Issue #168, opened 2026-04-27
OAuth tests P0: authorization-code exchange failures


rmorlok:
Parent: #159
Phase: 1 (P0)
Spec: #159 scenario 5
Blocked by: #162

## Cases

- Authorization code expired.
- Authorization code already used.
- Invalid authorization code.
- Invalid client ID.
- Invalid client secret.
- Redirect URI mismatch.
- Provider returns \`invalid_grant\`.
- Provider returns \`invalid_client\`.
- Provider token endpoint returns 500/502/503/504.

## Verify

- No connection is created on failed exchange.
- No partial credentials are stored.
- Retryable failures are retried according to policy.
- Non-retryable failures are surfaced clearly.
- Invalid provider/client configuration is distinguished from user authorization failure.

## Observability

- \`token exchange failed\` events with classification metadata.

rmorlok:
## Test approach: go-oauth2-server `/test/*` (preferred)

The primary goal of this scenario is non-interactive (token-endpoint behavior, refresh, revocation, timing, response shape, etc.) — there is no user-flow leg under test. Use the go-oauth2-server `/test/*` control plane to seed state and short-circuit the authorize step rather than booting chromedp.

Reach for chromedp only if the scenario grows to depend on a real consent/login/redirect leg.

rmorlok:
All three PRs merged: #228 (PR A — structured failure events), #245 (PR B — non-retryable rejection tests), #248 (PR C — retry policy + transient/5xx tests).

PR #228, opened 2026-05-09
Emit structured oauth token exchange failure events (#168)

rmorlok:
## Summary

Foundational PR for #168. Adds a stable category enum + `oauth token exchange failed` slog events for the authorization-code → token exchange leg, mirroring the `oauth callback rejected` pattern from #214. The follow-up rejection-test and retry-test PRs (PRs B and C of the #168 workstream) key their assertions off this category metadata.

- `tokenExchangeCategory` enum covers RFC 6749 §5.2 provider responses (`invalid_grant`, `invalid_client`, `invalid_request`, `unauthorized_client`, `unsupported_grant_type`, `invalid_scope`) plus operational failure modes (`network_error`, `provider_5xx`, `provider_4xx_other`, `malformed_response`, `provider_denied`, `missing_code`, `state_cleanup_error`, `internal_error`).
- `classifyTokenEndpointStatus(status, body)` maps the response to a category. 5xx is always transient regardless of body so retry policy (PR C) can key off category without re-parsing. 4xx parses the RFC error JSON; unrecognized values fall through to `provider_4xx_other` while preserving the raw `provider_error` field for diagnostics.
- `emitTokenExchangeFailure` is the single entrypoint, populated from `tokenExchangeAttrsFromConn` so callers don't have to repeat boilerplate.

## Behavior unchanged

Failures still flow through `HandleAuthFailed` → `SetupStepAuthFailed` on the connection — only observability is added. No retry behavior in this PR; PR C introduces a bounded transient-retry policy keyed on `provider_5xx` / `network_error`.

## Test plan

- [x] `go test ./internal/auth_methods/oauth2/...` — 11 new unit tests for emit + classify
- [x] `go test ./integration_tests/oauth2 -tags=integration -run 'TestStandardFlow|TestUserDenialFlow|TestCallbackRejection_'` — no regressions
- [x] `./scripts/preflight.sh` — passes


integration_tests/helpers/setup.go
rmorlok: We are starting to get to a lot of parameters with several different methods to initiate oauth2 connections.

Let's move this to and related methods to a InitiateOAuth2Connection(t *testing.T, connectorID apid.ID, returnToUrl, options OAuth2Option...) style where options could cover things like namespace, etc. This would allow us to consolidate InitiateOAuth2ConnectionAsActor and  InitiateOAuth2Connection.

rmorlok: Same here. Move to an option pattern to allow for these other things to be specified rather than having multiple methods to accomplish the additional specificity.

rmorlok: This setup.go file is getting too large and has a lot responsibilities. Let's split it out where there would be setup_oauth2.go which would cover the IntegrationTestEnv methods that are specific to OAuth2. If there are other broad categories that would make sense, do that as well.

rmorlok: Done — `InitiateOAuth2Connection` now accepts variadic `OAuth2Option` values. The `…AsActor` variant is gone; callers pass `helpers.WithActor(externalID, namespace)` when they need to override the default ("test-actor" in root). Same option type is shared across the OAuth2 helpers (Initiate, DeliverCallback) so callers learn one pattern.

rmorlok: Done — `DeliverOAuth2Callback` is now `(t, callbackURL, opts ...OAuth2Option)`; the `…AsActor` variant is gone. Same `helpers.WithActor(externalID, namespace)` option works here.

rmorlok: Addressed: extracted all OAuth2-specific helpers from `setup.go` into `integration_tests/helpers/setup_oauth2.go`. The new file owns `OAuth2ConnectorOptions`, `NewOAuth2Connector`, `PublicOAuthCallbackURL`, `ForgeOAuth2CallbackURL`, `InitiateOAuth2Connection`, `FollowOAuth2Redirect`, `DeliverOAuth2Callback`, `OAuth2StateForTest`, `WriteOAuth2StateForTest`, and `GetOAuth2Token`, plus the new `OAuth2Option` / `WithActor` plumbing.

- _TASK DETAILS_:
Your task is to collect every line above that contains the word "there".

- _RESPONSE AREA_:
The primary goal of this scenario is non-interactive (token-endpoint behavior, refresh, revocation, timing, response shape, etc.) — there is no user-flow leg under test. Use the go-oauth2-server `/test/*` control plane to seed state and short-circuit the authorize step rather than booting chromedp.
rmorlok: This setup.go file is getting too large and has a lot responsibilities. Let's split it out where there would be setup_oauth2.go which would cover the IntegrationTestEnv methods that are specific to OAuth2. If there are other broad categories that would make sense, do that as well.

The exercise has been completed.